Heparin-Induced Thrombocytopenia

Test Highlight

Heparin-Induced Thrombocytopenia

  

Clinical Use

  • Diagnose heparin-induced thrombocytopenia (HIT) type II

Clinical Background

HIT, the most common form of drug-induced thrombocytopenia, may develop in up to 5% of patients treated with heparin. The clinical course of HIT is varied, but can include catastrophic outcomes such as amputation and death secondary to sudden arterial or venous thrombosis. HIT usually results from the formation of antibodies that react with a trimolecular complex between platelet factor 4 (PF4), heparin, or other glycosaminoglycans and the platelet membrane receptor Fc(gamma)RIIa, leading to reduced platelet count and paradoxically increased thrombosis. Thrombocytopenia typically develops after 5 days in naive patients and can develop within minutes to hours post-exposure in those who have received heparin therapy within the past 6 months.

A presumptive diagnosis of HIT can be based on a >50% reduction in platelet count more than 5 days after initiation of heparin therapy, a platelet count <150,000/µL, or the development of thromboembolic complication(s). Laboratory confirmation is important, but withdrawal of all heparin sources should not be delayed while awaiting confirmatory results.

The 14C-serotonin release assay (SRA) is considered the gold standard for laboratory diagnosis because of its high sensitivity and specificity.
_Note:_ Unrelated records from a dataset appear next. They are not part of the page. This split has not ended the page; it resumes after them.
PR #566, opened 2019-03-22
LB-439: Allow cross-origin requests for playing now and listens api endpoints

bluefantail:
# Summary

* This is a…
    * ( ) Bug fix
    * ( ) Feature addition
    * ( ) Refactoring
    * (x) Other

* **Describe this change in 1-2 sentences**: Enables cross-origin requests for two API endpoints so requests can be made to retrieve basic user activity like recent listen info via the browser / javascript.

# Problem

It's currently not possible for a website to make a request to any of the endpoints that get data about a users current or recent listens, as a cross-origin request error is thrown in the console (even though it's possible in other non-browser based applications).

* JIRA ticket: [LB-439](https://tickets.metabrainz.org/browse/LB-439)

# Solution

As the GET endpoints don't use any authorisation, this change adds `@crossdomain()` (used in a few other places already) to `listens` and `playing-now`, allowing cross-origin requests from all domains.

### DIFF
--- a/listenbrainz/webserver/views/api.py
+++ b/listenbrainz/webserver/views/api.py
@@ -77,6 +77,7 @@ def submit_listen():
 
 
 @api_bp.route("/user/<user_name>/listens")
+@crossdomain()
 @ratelimit()
 def get_listens(user_name):
     """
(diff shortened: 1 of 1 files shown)


bluefantail:
https://tickets.metabrainz.org/browse/LB-439

bluefantail:
> Not sure why they didn't have this before, but it makes sense to me. Thanks for the PR!

No problem!

PR #573, opened 2019-05-17
Fix and improve spotify search functionality

MonkeyDo:
# Summary

* This is a…
    * (x) Bug fix
    * (x) Feature addition
    * ( ) Refactoring
    * ( ) Other

- properly display currently playing track in list
- skip to next track if no track is found
- fix call to wrong function

### DIFF
--- a/listenbrainz/webserver/static/js/jsx/spotify-player.jsx
+++ b/listenbrainz/webserver/static/js/jsx/spotify-player.jsx
@@ -89,11 +89,13 @@ export class SpotifyPlayer extends React.Component {
         </span>, "Found a match");
         return this.play_spotify_uri(track.uri);
       }
-      return this.handleWarning("Could not find track on Spotify");
+      this.handleWarning("Could not find track on Spotify");
+      this.playNextTrack();
     })
     .catch(errorObject => {
       if(errorObject.status === 401){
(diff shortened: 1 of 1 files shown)


listenbrainz/webserver/static/js/jsx/spotify-player.jsx
```diff
@@ -89,11 +89,13 @@ export class SpotifyPlayer extends React.Component {
         </span>, "Found a match");
         return this.play_spotify_uri(track.uri);
       }
-      return this.handleWarning("Could not find track on Spotify");
+      this.handleWarning("Could not find track on Spotify");
+      this.playNextTrack();
```
paramsingh: Not returning anything here?

MonkeyDo: No need since it's the last link in our promise chain. We don't have anything to return, and it's not strictly needed to return anything (https://stackoverflow.com/questions/53499297/is-the-return-type-of-then-a-promise-even-with-no-return-statement#comment93867901_53499297)

paramsingh: Alright, makes sense.

PR #575, opened 2019-05-22
Influx bug

mayhem:
Fix the test in param's PR


mayhem:
Merging as per our IRC discussion.

PR #1508, opened 2021-06-15
Improve pydantic model validation

jdaok:
This PR aims to improve pydantic model validation by making them stricter, and implements validator reuse across models.

Summary of changes made:
- Renamed `check_rec_mbid_msid_is_valid_uuid()` to `check_valid_uuid()`
- Updated some invalid UUID's that caused tests to fail
- Updated int type to stricter NonNegativeInt type in most models
- Updated str type to stricter constr(min_length=1) type in most models


amCap1712:
Thanks for adding validators in other models as well. We also have a bunch of pydantic models in https://github.com/metabrainz/listenbrainz-server/tree/master/data/model . Can you please take a look and update those as well ?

An enzyme-linked immunosorbent assay (ELISA) detecting antibodies to the platelet factor 4 (PF4)/heparin complex offers rapid and sensitive detection, but lower specificity than the SRA. Physicians often order the 2 assays together. Quest Diagnostics offers the SRA and ELISA separately and as a panel.

Method

SRA: After incubation of donor platelets with 14C serotonin, porcine heparin (0.1, 0.5, and 100 U) is added along with patient serum. False-positive results are excluded by running a parallel study with anti-Fc(gamma)RIIa. Results are reported as percent serotonin released; values <20% are considered negative. Specimens with borderline results are re-tested the next day with fresh platelets from a different donor. Positive results are called in to the ordering physician and consultation is available.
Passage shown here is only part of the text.